→ PROBLEM
Identify, in the records below, every line where the string "moveTask" appears, and copy each such line.

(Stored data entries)
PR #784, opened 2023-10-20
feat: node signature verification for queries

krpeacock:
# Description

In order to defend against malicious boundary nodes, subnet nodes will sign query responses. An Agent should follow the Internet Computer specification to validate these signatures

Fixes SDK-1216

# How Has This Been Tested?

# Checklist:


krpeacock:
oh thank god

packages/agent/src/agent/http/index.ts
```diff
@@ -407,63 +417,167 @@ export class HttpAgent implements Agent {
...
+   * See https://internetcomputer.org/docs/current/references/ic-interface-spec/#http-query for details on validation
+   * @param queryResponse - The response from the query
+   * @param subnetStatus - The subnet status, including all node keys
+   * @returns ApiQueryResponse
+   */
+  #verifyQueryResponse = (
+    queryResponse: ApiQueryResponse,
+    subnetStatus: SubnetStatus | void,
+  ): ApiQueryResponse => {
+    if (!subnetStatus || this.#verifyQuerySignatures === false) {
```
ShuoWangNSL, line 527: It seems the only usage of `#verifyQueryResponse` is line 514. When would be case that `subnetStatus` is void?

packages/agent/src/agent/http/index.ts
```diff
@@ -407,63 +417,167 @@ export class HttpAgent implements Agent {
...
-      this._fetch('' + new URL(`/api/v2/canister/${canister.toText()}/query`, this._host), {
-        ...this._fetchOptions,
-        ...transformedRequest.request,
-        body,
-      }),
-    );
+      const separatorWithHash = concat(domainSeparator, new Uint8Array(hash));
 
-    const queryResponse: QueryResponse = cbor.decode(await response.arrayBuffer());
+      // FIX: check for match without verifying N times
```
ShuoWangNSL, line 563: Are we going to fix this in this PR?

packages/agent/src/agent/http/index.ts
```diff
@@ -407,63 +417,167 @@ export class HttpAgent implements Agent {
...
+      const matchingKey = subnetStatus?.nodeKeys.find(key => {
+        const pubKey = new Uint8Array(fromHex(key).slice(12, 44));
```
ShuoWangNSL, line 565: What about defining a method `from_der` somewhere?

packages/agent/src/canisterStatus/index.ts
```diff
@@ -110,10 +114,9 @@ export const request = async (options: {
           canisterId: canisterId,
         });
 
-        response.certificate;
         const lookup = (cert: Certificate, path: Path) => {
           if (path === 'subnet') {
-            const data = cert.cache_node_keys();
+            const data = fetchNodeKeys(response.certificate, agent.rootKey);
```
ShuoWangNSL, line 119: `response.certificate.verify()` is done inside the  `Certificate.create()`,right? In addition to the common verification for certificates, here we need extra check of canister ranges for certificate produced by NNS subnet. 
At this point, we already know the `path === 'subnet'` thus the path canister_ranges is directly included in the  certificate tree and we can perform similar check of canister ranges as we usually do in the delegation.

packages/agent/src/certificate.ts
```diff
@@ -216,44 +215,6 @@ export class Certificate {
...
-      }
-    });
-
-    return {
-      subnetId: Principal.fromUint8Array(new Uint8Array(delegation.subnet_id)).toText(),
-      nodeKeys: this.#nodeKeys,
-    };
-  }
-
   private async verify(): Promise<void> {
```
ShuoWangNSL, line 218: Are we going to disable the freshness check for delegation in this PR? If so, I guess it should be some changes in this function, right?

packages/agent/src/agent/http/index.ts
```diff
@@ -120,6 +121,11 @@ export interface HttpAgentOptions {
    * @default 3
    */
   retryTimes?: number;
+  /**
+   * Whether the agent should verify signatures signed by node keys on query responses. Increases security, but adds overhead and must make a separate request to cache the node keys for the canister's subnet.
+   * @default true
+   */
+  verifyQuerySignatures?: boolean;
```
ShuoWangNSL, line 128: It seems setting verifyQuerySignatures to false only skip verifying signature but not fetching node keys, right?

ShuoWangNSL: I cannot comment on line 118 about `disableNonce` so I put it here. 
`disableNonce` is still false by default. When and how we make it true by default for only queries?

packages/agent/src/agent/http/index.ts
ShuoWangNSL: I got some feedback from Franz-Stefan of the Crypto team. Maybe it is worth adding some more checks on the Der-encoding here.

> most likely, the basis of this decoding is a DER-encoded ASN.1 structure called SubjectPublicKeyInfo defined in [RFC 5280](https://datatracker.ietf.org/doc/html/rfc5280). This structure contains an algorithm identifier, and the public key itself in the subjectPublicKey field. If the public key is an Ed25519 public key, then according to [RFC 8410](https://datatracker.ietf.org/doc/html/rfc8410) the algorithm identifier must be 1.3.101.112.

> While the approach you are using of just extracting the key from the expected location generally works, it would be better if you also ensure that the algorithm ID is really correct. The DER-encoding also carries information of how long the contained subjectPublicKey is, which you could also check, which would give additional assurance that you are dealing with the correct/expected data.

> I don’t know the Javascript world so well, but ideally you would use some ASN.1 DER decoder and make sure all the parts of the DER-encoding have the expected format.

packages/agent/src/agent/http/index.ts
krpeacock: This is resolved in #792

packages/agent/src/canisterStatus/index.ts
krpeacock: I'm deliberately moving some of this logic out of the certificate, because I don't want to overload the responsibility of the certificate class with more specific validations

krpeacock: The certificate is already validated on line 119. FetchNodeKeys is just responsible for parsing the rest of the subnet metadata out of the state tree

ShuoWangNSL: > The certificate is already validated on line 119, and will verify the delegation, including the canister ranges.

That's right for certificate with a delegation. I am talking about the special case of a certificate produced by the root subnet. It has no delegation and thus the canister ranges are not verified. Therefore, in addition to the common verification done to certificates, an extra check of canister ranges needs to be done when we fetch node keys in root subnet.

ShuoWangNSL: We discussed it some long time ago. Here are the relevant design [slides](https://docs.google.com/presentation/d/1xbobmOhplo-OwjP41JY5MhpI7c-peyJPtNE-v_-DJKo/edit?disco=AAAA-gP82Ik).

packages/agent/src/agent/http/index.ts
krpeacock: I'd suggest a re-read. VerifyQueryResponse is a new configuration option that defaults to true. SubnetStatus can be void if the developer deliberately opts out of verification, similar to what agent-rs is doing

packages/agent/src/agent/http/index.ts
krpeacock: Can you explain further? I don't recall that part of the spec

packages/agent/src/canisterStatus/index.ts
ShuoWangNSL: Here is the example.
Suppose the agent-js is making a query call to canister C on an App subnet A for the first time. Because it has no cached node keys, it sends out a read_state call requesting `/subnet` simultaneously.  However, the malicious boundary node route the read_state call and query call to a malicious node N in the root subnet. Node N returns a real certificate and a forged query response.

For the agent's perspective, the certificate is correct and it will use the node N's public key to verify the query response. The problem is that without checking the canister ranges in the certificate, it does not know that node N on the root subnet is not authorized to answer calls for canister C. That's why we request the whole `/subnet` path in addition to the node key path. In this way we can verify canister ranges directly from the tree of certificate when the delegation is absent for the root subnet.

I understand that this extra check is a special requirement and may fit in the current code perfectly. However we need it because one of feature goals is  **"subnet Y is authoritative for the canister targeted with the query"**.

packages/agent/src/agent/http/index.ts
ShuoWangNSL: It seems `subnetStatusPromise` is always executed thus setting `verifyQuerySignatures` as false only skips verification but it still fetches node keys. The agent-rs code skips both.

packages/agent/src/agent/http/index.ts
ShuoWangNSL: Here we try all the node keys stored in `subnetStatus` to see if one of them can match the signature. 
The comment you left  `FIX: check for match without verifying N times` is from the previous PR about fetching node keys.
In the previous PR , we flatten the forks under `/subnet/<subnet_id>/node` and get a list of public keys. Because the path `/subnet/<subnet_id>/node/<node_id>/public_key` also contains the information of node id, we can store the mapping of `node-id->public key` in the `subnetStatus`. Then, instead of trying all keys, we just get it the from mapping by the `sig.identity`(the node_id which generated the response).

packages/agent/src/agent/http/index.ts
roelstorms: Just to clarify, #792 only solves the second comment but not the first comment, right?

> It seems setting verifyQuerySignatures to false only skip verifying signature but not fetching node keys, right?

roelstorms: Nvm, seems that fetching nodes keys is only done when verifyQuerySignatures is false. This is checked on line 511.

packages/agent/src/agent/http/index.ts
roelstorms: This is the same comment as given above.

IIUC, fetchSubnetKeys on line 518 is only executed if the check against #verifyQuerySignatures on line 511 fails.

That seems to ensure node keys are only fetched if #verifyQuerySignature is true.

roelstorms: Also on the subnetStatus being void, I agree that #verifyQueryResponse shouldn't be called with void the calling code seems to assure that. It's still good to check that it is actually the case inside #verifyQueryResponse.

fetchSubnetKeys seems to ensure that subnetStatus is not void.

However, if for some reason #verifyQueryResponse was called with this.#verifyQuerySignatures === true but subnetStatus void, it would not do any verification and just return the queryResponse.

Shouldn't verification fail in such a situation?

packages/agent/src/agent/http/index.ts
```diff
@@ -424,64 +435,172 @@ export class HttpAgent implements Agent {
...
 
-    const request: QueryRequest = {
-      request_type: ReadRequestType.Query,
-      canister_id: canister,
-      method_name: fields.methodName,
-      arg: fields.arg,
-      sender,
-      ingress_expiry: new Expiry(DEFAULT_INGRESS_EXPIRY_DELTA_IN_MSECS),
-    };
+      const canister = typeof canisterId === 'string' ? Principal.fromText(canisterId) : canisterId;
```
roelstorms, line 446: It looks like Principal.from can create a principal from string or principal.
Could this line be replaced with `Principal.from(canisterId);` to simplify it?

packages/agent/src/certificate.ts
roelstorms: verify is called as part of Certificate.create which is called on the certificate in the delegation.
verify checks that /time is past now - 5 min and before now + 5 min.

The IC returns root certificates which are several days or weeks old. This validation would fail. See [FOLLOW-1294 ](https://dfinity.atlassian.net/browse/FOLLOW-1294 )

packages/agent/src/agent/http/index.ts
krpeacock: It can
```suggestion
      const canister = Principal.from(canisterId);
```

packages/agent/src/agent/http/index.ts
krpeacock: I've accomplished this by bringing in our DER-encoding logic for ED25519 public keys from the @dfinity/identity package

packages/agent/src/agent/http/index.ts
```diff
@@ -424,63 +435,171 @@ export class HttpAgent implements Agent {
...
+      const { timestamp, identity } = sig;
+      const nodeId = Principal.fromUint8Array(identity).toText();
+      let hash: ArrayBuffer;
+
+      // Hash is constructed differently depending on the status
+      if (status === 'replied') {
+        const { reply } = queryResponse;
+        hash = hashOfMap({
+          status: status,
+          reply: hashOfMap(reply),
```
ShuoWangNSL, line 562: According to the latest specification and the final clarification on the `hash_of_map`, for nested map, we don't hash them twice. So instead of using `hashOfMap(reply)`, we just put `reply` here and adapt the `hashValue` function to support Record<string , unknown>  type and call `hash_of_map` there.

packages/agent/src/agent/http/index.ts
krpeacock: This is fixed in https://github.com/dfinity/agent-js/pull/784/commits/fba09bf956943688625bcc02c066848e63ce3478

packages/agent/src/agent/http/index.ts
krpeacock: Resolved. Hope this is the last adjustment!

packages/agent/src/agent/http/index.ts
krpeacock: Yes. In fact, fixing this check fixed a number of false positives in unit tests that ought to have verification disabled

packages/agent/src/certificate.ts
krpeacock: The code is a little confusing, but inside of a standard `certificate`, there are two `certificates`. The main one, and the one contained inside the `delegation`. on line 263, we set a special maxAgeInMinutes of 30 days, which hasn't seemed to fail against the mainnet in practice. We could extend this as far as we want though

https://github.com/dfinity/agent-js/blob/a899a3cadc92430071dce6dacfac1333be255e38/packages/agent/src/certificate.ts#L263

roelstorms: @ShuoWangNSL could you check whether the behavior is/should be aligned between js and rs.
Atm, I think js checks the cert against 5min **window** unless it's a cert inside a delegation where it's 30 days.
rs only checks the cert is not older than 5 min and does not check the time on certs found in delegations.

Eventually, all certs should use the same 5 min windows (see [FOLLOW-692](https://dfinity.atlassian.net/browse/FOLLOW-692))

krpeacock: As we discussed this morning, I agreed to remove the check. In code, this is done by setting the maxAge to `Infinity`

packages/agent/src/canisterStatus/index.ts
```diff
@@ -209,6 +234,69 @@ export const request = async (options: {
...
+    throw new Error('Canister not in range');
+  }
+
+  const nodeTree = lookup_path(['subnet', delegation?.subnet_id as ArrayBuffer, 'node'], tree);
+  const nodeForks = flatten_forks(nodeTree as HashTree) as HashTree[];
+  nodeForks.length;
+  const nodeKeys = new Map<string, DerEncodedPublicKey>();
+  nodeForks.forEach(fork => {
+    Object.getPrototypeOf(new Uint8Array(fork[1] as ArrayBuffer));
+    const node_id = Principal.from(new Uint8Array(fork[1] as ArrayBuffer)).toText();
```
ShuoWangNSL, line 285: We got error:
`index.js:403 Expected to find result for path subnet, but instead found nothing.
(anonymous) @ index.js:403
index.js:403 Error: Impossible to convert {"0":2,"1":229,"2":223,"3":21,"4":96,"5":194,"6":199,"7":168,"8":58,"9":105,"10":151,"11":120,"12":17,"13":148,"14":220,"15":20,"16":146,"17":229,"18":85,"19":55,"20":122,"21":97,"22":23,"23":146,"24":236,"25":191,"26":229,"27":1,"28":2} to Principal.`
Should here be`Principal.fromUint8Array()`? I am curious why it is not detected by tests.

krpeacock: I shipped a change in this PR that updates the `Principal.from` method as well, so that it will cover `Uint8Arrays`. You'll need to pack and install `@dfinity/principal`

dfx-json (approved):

...

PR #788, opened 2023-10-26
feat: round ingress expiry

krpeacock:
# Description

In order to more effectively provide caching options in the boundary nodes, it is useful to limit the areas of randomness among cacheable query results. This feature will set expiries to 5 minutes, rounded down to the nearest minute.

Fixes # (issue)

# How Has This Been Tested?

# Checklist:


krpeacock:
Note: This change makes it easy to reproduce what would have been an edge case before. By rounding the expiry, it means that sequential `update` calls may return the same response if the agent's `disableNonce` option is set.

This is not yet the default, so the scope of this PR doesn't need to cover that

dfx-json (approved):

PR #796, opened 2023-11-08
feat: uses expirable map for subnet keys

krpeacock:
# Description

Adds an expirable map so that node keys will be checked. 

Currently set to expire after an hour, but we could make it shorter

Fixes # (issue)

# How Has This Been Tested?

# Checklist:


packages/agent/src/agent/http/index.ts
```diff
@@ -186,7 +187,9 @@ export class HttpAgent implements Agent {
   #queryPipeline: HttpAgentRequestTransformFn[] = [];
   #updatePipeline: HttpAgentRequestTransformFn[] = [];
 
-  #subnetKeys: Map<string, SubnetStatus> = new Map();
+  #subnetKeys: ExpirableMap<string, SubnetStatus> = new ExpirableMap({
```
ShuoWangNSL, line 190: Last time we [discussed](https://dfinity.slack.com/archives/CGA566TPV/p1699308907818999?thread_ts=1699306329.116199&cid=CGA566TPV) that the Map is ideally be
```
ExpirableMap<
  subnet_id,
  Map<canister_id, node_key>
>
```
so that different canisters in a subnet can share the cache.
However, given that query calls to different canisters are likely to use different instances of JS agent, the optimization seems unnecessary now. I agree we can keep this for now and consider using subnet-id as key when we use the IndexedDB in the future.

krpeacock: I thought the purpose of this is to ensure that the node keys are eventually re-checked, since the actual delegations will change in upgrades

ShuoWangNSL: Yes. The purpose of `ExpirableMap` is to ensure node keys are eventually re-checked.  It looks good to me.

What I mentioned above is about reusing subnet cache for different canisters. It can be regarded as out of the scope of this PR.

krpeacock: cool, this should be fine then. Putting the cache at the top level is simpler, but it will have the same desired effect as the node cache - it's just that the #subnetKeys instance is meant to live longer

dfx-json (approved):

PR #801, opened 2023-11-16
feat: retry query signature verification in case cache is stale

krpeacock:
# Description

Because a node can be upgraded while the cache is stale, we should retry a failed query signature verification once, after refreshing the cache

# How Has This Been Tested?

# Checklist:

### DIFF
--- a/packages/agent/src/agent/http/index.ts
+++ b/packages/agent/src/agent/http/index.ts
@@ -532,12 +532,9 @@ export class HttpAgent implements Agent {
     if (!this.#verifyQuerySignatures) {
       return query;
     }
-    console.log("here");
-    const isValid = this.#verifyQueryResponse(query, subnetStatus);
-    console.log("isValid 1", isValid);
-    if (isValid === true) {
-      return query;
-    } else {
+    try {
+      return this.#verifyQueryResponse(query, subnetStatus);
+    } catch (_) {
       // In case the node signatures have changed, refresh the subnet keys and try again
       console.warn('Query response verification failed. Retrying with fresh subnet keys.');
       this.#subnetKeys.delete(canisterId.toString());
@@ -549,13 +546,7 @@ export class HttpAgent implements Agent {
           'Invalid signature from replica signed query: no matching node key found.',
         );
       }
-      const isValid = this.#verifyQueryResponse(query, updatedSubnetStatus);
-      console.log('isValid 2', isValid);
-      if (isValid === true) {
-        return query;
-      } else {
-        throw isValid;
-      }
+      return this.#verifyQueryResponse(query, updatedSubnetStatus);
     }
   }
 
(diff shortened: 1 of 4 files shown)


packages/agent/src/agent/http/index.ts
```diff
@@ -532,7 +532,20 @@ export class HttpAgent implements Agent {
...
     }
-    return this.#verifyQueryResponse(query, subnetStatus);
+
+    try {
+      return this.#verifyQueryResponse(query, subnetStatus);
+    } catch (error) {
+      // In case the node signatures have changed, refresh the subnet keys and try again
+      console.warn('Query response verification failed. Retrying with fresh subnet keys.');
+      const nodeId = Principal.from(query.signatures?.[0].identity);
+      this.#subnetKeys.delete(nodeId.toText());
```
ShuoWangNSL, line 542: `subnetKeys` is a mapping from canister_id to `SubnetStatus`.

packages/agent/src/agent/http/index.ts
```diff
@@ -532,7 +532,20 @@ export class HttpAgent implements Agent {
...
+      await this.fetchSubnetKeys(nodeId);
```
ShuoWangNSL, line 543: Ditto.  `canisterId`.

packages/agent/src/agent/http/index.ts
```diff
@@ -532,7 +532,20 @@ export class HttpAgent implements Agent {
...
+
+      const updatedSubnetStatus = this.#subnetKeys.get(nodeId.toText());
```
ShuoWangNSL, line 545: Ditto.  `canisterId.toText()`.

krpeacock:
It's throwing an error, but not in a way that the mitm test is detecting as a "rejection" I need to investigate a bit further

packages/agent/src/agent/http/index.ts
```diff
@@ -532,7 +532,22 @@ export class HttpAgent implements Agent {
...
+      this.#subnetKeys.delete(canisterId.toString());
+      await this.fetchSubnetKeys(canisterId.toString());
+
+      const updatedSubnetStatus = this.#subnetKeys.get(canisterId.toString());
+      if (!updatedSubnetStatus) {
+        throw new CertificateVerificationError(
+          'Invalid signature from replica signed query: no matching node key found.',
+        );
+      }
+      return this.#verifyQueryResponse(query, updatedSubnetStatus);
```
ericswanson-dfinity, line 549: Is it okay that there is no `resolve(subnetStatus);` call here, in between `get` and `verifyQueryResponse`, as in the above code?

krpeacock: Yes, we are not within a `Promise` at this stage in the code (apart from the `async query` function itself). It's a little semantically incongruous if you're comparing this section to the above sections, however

---

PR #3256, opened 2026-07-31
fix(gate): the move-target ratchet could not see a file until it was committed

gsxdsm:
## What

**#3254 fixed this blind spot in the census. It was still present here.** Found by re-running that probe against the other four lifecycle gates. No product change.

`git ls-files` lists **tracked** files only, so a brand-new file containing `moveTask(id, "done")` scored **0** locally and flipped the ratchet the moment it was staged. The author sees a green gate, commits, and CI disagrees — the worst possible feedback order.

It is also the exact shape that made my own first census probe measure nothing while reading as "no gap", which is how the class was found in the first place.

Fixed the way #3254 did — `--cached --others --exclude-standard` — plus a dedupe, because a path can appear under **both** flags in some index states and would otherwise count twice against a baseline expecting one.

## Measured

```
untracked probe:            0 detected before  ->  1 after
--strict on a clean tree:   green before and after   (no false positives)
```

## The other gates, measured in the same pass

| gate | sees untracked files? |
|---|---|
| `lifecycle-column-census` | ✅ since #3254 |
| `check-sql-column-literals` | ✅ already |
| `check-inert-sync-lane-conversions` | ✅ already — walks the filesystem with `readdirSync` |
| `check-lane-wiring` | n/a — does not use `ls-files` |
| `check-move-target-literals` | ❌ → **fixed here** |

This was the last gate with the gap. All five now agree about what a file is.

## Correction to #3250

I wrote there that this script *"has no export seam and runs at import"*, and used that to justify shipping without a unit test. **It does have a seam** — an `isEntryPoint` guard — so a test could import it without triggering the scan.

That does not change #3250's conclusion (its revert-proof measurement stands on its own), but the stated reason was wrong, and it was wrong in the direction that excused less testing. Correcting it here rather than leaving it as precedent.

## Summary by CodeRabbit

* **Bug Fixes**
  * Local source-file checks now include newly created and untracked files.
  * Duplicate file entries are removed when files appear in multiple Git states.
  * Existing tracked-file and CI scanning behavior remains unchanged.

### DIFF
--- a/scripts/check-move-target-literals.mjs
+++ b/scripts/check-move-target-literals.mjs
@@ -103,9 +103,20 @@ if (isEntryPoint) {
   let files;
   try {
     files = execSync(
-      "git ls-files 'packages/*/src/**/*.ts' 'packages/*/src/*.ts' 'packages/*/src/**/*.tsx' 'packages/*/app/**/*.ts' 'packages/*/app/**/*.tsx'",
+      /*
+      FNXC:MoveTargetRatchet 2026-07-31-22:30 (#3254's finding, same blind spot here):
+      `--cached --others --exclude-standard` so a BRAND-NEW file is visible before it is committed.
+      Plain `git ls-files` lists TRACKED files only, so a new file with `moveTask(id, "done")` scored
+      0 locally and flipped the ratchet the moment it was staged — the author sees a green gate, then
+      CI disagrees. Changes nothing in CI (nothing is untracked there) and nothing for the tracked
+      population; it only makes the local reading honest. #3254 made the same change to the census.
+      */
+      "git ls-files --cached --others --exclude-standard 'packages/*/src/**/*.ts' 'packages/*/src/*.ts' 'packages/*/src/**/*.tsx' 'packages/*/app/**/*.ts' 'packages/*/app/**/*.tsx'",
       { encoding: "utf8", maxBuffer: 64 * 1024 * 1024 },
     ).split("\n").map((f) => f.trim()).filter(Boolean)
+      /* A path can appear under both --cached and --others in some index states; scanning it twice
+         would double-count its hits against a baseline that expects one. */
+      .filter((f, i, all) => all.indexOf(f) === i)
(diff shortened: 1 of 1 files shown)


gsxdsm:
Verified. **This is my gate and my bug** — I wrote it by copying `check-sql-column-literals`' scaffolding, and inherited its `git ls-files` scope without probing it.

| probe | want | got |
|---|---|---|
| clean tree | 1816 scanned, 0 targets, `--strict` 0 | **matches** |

→ WRITTEN ANSWER
`git ls-files` lists **tracked** files only, so a brand-new file containing `moveTask(id, "done")` scored **0** locally and flipped the ratchet the moment it was staged. The author sees a green gate, commits, and CI disagrees — the worst possible feedback order.
+      Plain `git ls-files` lists TRACKED files only, so a new file with `moveTask(id, "done")` scored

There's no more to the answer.